What this task involves:
Answer with the number of lines in the records that contain "foundInExisting" and with nothing else.

(Saved entries)
PR #2825, opened 2025-05-06
Enhance runtime detection

tamirdavid1:
## Description

This PR introduce two changes 
1. Use `ImageStatus.Info` instead of `GetContainerInfo` - include values from Dockerfile
2. Merge RuntimedetailsByContainer in case ld_preload added/ secureexecution identified/runtime version updated

## How Has This Been Tested?

- [ ] Added Unit Tests
- [ ] Updated e2e Tests
- [ ] Manual Testing
- [ ] Manual Load Test

## Kubernetes Checklist

## User Facing Changes


odiglet/pkg/kube/runtime_details/inspection.go
```diff
@@ -275,3 +295,57 @@ func GetRuntimeDetails(ctx context.Context, kubeClient client.Client, podWorkloa
...
+					found = true
+					break
+				}
+			}
+			if !found {
+				existing.EnvVars = append(existing.EnvVars, newEnv)
+				updated = true
+			}
+		}
+	}
```
RonFed, line 317: I don't think this should be a nested loop - since once we enter the inner loop it does not make sense to continue in the outer one, right?
maybe we should have
```Go
foundInExisting := false
for _, newEnv := range existing.EnvVars {
       if existingEnv.Name == consts.LdPreloadEnvVarName {
		foundInExisting = true
		break
	}
}

if !foundInExisting {
   for _, newEnv := range new.EnvVars {
        if newEnv.Name == consts.LdPreloadEnvVarName  {
           existing.EnvVars = append(existing.EnvVars, newEnv)
	   updated = true
        }
   }
}
```

odiglet/pkg/kube/runtime_details/inspection.go
```diff
@@ -241,11 +240,32 @@ func persistRuntimeDetailsToInstrumentationConfig(ctx context.Context, kubeclien
...
+	// 2. LD_PRELOAD is identified in EnvFromContainerRuntime [DockerFile]
+	// 3. SecureExecutionMode is set to true.
+	// 4. RuntimeVersion changes
 	if len(currentConfig.Status.RuntimeDetailsByContainer) > 0 {
-		return nil
+		updated := false
+		for _, newDetail := range newRuntimeDetials {
+			for j := range currentConfig.Status.RuntimeDetailsByContainer {
+				existingDetail := &currentConfig.Status.RuntimeDetailsByContainer[j]
+				if newDetail.ContainerName == existingDetail.ContainerName {
```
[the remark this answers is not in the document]
tamirdavid1: Sounds like a very niche issue, in case lang change we will need better solution of marking runtime detection as not valid and force complete runtime detection.
I think it is a good feature but need to handle in different PR

odiglet/pkg/kube/runtime_details/inspection.go
```diff
@@ -275,3 +295,55 @@ func GetRuntimeDetails(ctx context.Context, kubeClient client.Client, podWorkloa
...
+
+	// 1. Merge LD_PRELOAD from EnvVars [/proc/pid/environ]
+	odigosStr := "odigos"
+	mergeLdPreloadEnvVars(new.EnvVars, &existing.EnvVars, &odigosStr, &updated)
+
+	// 2. Merge LD_PRELOAD from EnvFromContainerRuntime [DockerFile]
+	mergeLdPreloadEnvVars(new.EnvFromContainerRuntime, &existing.EnvFromContainerRuntime, nil, &updated)
+
+	// 3. Update SecureExecutionMode if needed
+	if new.SecureExecutionMode != nil && *new.SecureExecutionMode {
```
blumamir, line 310: Why do we require that `*new.SecureExecutionMode` is true?
Don't we want to always update it to the correct value if it's not nil?

odiglet/pkg/kube/runtime_details/inspection.go
```diff
@@ -275,3 +295,55 @@ func GetRuntimeDetails(ctx context.Context, kubeClient client.Client, podWorkloa
...
+		if existing.SecureExecutionMode == nil || !*existing.SecureExecutionMode {
+			existing.SecureExecutionMode = new.SecureExecutionMode
+			updated = true
+		}
+	}
+
+	// 4. Update RuntimeVersion if different
+	if new.RuntimeVersion != "" && new.RuntimeVersion != existing.RuntimeVersion {
+		existing.RuntimeVersion = new.RuntimeVersion
```
blumamir, line 319: 🤩

odiglet/pkg/kube/runtime_details/inspection.go
```diff
@@ -275,3 +295,55 @@ func GetRuntimeDetails(ctx context.Context, kubeClient client.Client, podWorkloa
...
+	}
+
+	return updated
+}
+
+func mergeLdPreloadEnvVars(
+	newEnvs []odigosv1.EnvVar,
+	existingEnvs *[]odigosv1.EnvVar,
+	skipIfContains *string,
+	updated *bool,
```
blumamir, line 330: nit: consider returning the `updated` instead of changing it via side effect on a pointer

blumamir (approved):

odiglet/pkg/kube/runtime_details/inspection.go
tamirdavid1: Great comment, Thanks!

odiglet/pkg/kube/runtime_details/inspection.go
RonFed: Since we have this value per container, and there can be multiple processes in a container - I think we should be extra safe here - and avoid possible wrong updates - especially the transition from secure to not secure.
We can have a non deterministic behavior for containers that have multiple processes and and initialization scripts (since it depends when the runtime detection runs).

Making the secure execution flag stick if we found it to be true is not ideal, but accidentally updating it to false can have a bad impact on the instrumented container.

odiglet/pkg/kube/runtime_details/inspection.go
```diff
@@ -275,3 +295,52 @@ func GetRuntimeDetails(ctx context.Context, kubeClient client.Client, podWorkloa
...
+
+	// 1. Merge LD_PRELOAD from EnvVars [/proc/pid/environ]
+	odigosStr := "odigos"
+	updated = mergeLdPreloadEnvVars(new.EnvVars, &existing.EnvVars, &odigosStr)
+
+	// 2. Merge LD_PRELOAD from EnvFromContainerRuntime [DockerFile]
+	updated = mergeLdPreloadEnvVars(new.EnvFromContainerRuntime, &existing.EnvFromContainerRuntime, nil)
+
+	// 3. Update SecureExecutionMode if needed
+	if new.SecureExecutionMode != nil && existing.SecureExecutionMode != nil && *new.SecureExecutionMode != *existing.SecureExecutionMode {
```
RonFed, line 310: if the existing is nil and the new is not nil, we want ti update, right?

odiglet/pkg/kube/runtime_details/inspection.go
tamirdavid1: I think that changing it from nil should allowed both for true and false. but avoid changing false > true or true > false.
@blumamir @RonFed is this make sense for both of u?

k8sutils/pkg/cri/criwrapper.go
```diff
@@ -199,3 +135,74 @@ func extractContainerID(containerUri string) string {
...
+	imageRef := statusResp.GetStatus().GetImage().GetImage()
+	if imageRef == "" {
+		return nil, fmt.Errorf("image ref is empty for container %s", containerID)
+	}
+
+	// Step 2: Use CRI image service to inspect image env vars
+	return rc.GetImageEnvVarsFromCRI(ctx, imageRef)
+}
+
+func (rc *CriClient) GetImageEnvVarsFromCRI(ctx context.Context, imageRef string) (map[string]string, error) {
```
RonFed, line 167: nit: this function don't need to be exported as it is only used locally

RonFed (approved):

blumamir (approved):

Result of the task:
3